Brief ->
Can you give all the records again without altering a single character?

─── Available data

PR #75, opened 2016-10-24
Test valgrind multiple

gperciva:


tests/01-known-values.sh
```diff
@@ -3,25 +3,22 @@
...
-
-### Check output
-scenario_check() {
-	retval=$1
+	# Run the binary which tests known input/output strings.
+	setup_check_variables
+	(							\
+		$c_valgrind_cmd $bindir/tests/test_scrypt	\
+			1> $s_basename-stdout.txt		\
+	; echo $? > $c_exitfile )
```
cperciva: Why is this happening within a subshell?  And why the weird formatting?

tests/01-known-values.sh
```diff
@@ -3,25 +3,22 @@
...
 
 	# The generated values should match the known good values.
-	if ! cmp -s $out/$basename-stdout.txt $scriptdir/test_scrypt.good; then
-		retval=1
+	setup_check_variables
+	if cmp -s $s_basename-stdout.txt $scriptdir/test_scrypt.good; then
+		echo "0" > $c_exitfile
+	else
+		echo "1" > $c_exitfile
```
cperciva: I'd put the `> $c_exitfile` after the `fi` here.

tests/01-known-values.sh
gperciva: Err, if you click on `[...]`, you'll see the commit message.

"""
Note that the awkward

        ( \
        	cmd... \
        ; echo $? > $c_exitfile )

construct is used because ${cmd} might not be exiting before we want the test suite to advance to the next command.  This likely won't apply to test scenarios in scrypt, but when we apply this code to spipe, being able to grab the return code of a server which began 10 shell commands ago is absolutely necessary.  I thought the test suite (as a whole) would be easier to understand if I used that construct everywhere, instead of only for certain scenarios.
"""

I added the extra tab in order to distinguish the "real command" from the boilerplate, but I'm content to remove that if you prefer it removed.

tests/01-known-values.sh
gperciva: woah, I have no idea that was possible!

tests/01-known-values.sh
cperciva: Ah, I was looking at the overall changes, not at the individual commits.  Stick with normal formatting even if some of it is boilerplate:
```
(
    cmd ...
    echo $? > $c_exitfile
)
```

cperciva: BTW if you want to allow ${cmd} to complete later, you probably want to add a `&` after the `)` ending the subshell?

gperciva:
Updated PR:
- removed the "rearrange tests": I'll do that in a separate PR after this one.
- cleaned up the subshell formatting
- cleaned up the `> ${c_exitfile}` stuff
- added assorted `{}` to `$variable_name` for clarity.
- fixed function doc-strings that I forgot to update.

Not a change, but a clarification: I only need the `&` for spiped servers, so that doesn't appear in this code.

──────

Your solution ->
PR #75, opened 2016-10-24
Test valgrind multiple

gperciva:


tests/01-known-values.sh
```diff
@@ -3,25 +3,22 @@
...
-
-### Check output
-scenario_check() {
-	retval=$1
+	# Run the binary which tests known input/output strings.
+	setup_check_variables
+	(							\
+		$c_valgrind_cmd $bindir/tests/test_scrypt	\
+			1> $s_basename-stdout.txt		\
+	; echo $? > $c_exitfile )
```
cperciva: Why is this happening within a subshell?  And why the weird formatting?

tests/01-known-values.sh
```diff
@@ -3,25 +3,22 @@
...
 
 	# The generated values should match the known good values.
-	if ! cmp -s $out/$basename-stdout.txt $scriptdir/test_scrypt.good; then
-		retval=1
+	setup_check_variables
+	if cmp -s $s_basename-stdout.txt $scriptdir/test_scrypt.good; then
+		echo "0" > $c_exitfile
+	else
+		echo "1" > $c_exitfile
```
cperciva: I'd put the `> $c_exitfile` after the `fi` here.

tests/01-known-values.sh
gperciva: Err, if you click on `[...]`, you'll see the commit message.

"""
Note that the awkward

        ( \
        	cmd... \
        ; echo $? > $c_exitfile )

construct is used because ${cmd} might not be exiting before we want the test suite to advance to the next command.  This likely won't apply to test scenarios in scrypt, but when we apply this code to spipe, being able to grab the return code of a server which began 10 shell commands ago is absolutely necessary.  I thought the test suite (as a whole) would be easier to understand if I used that construct everywhere, instead of only for certain scenarios.
"""

I added the extra tab in order to distinguish the "real command" from the boilerplate, but I'm content to remove that if you prefer it removed.

tests/01-known-values.sh
gperciva: woah, I have no idea that was possible!

tests/01-known-values.sh
cperciva: Ah, I was looking at the overall changes, not at the individual commits.  Stick with normal formatting even if some of it is boilerplate:
```
(
    cmd ...
    echo $? > $c_exitfile
)
```

cperciva: BTW if you want to allow ${cmd} to complete later, you probably want to add a `&` after the `)` ending the subshell?

gperciva:
Updated PR:
- removed the "rearrange tests": I'll do that in a separate PR after this one.
- cleaned up the subshell formatting
- cleaned up the `> ${c_exitfile}` stuff
- added assorted `{}` to `$variable_name` for clarity.
- fixed function doc-strings that I forgot to update.

Not a change, but a clarification: I only need the `&` for spiped servers, so that doesn't appear in this code.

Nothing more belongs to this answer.